Nuclear Narratives: When Cold War Starts, The Hot Milk Gets Poured (part 2) via Dissident Voice

By Paul K. Haeder

Survivors downwind from radioactive releases push through complacency, amnesia, and secrets

Hanford is the most tragic chapter in American Cold War history.
– Stewart Udall secretary of the interior under presidents John F. Kennedy and Lyndon B. Johnson

How many times have we heard – “Eat your veggies, fruit and cheese, and drink three glasses of milk a day. You’ll grow up strong, healthy, the picture of a gallant, robust American”?

Good advice pre-Ozzie and Harriet days. For Spokane and other cities, the milk pathway, as scientists call it, is where the cows in the Tri-Cities grazed on contaminated hay and grass, laced with iodine-131. That milk was shipped twice weekly to our fair city starting in the 1940s through 1960s.

Thyroids and guts went haywire, and cancers developed. Or at least that’s what one side of the downwinder story unveiled.

As innocuous as it may sound, the 1949 “Green Run” at Hanford will live in infamy, tying people living throughout Washington, Idaho and Oregon at the time of the radioactive releases to their shared destiny.

[…]
Many tribes have pulled out three-eyed salmon from the Columbia. Even articles in the Spokesman titled “The Night the Little Demons were Born” dating to 1985 bespeak the X-Files lore of Hanford and its plutonium by-products, technically called radionuclides.

For the Richland and Tri-Cities stakeholders perpetuating the history and the uneven narrative of Hanford and the massive clean-up effort and contamination zone that “made” the Tri-Cities one of the fastest growth areas of the country, this is a time of looking at the “positives” of supposedly winning the Cold War and facing down nuclear annihilation.

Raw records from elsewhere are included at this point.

PR #1833, opened 2020-11-11
Limit buffer capacity in multiaddr visit_seq

pawanjay176:
Buffer allocated in `visit_seq` does not have an upper limit. Limit buffer capacity to 4096.

### DIFF
--- a/misc/multiaddr/src/lib.rs
+++ b/misc/multiaddr/src/lib.rs
@@ -346,7 +346,7 @@ impl<'de> Deserialize<'de> for Multiaddr {
                 formatter.write_str("multiaddress")
             }
             fn visit_seq<A: de::SeqAccess<'de>>(self, mut seq: A) -> StdResult<Self::Value, A::Error> {
-                let mut buf: Vec<u8> = Vec::with_capacity(seq.size_hint().unwrap_or(0));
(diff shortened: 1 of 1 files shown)


romanb (approved):
Just to clarify, I'm not so familiar with the serialisation code: Since this is just for `Vec::with_capacity`, this limits only the _initial_ capacity of the buffer, so that you cannot make the deserialisation code allocate an arbitrarily large `Vec` without actually "sending" that much data (e.g. if the `Multiaddr` is received over the network), since the `Vec` will still grow beyond its capacity as necessary. Correct?

pawanjay176:
@romanb yes that is correct. Without a limit, you can send malformed input such that `seq.size_hint()` returns a very large value and crashes the program even if the following data is pretty small.

mxinden (approved):

mxinden:
Thanks @pawanjay176!

mxinden:
I pushed https://github.com/libp2p/rust-libp2p/commit/2e6b0ec1fac596aec03a32250655f00495be98fd to update patch version and changelog. Should we do a release already, or wait till the next larger release?

romanb:
No reason to wait, a multiaddr patch release seems appropriate.

mxinden:
For the record `parity-multiaddr` `v0.9.5` is now [released](https://github.com/libp2p/rust-libp2p/releases/tag/parity-multiaddr-0.9.5) and [published](https://crates.io/crates/parity-multiaddr/0.9.5).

Thanks might go out to some of the players – the farmers and ranchers displaced in 1943, the 50,000 new inhabitants who broke ground, dug holes, laid cement and riveted, hammered and welded Hanford into existence. Most have moved on, died early deaths, or are silent reminders of science’s limitations.

[…]
To Be or Not to Be… a whistleblower

“We are the combination of Tom Bailie who grew up on a farm downwind from Hanford in Mesa. Me, who grew up in Richland as the kid of the nuclear culture. And, Jay Mullen, the kid of a military family on a base, in Idaho (Farragut Naval Training Station). Three very different childhoods, but we are tied together by the invisible tentacles of radiation discharged from Hanford.”

I spent hours with Jay Mullen, colorful, articulate, former CIA operative in Uganda and other African nations, and retired Southern Oregon University history professor. Talk about opening the proverbial Pandora’s box talking with him about how the two kids out of four who ended up at the Lake Pend Oreille base ended up with huge thyroid problems.

“My other siblings left in Missouri had no problems whatsoever. My sister’s thyroid was shot. I was a medical freak.” His father declared bankruptcy because the young Jay was paralyzed at age 19, out of the blue. He was a strapping rugby player who woke up paralyzed from the neck down. He ended up being directed to University of California-San Francisco.

“They never saw anything like this. I was studied as a freak, had my thyroid taken out, and life went on.”

His sister was the big ice cream and milk drinker, and she was hit harder by the iodine 131.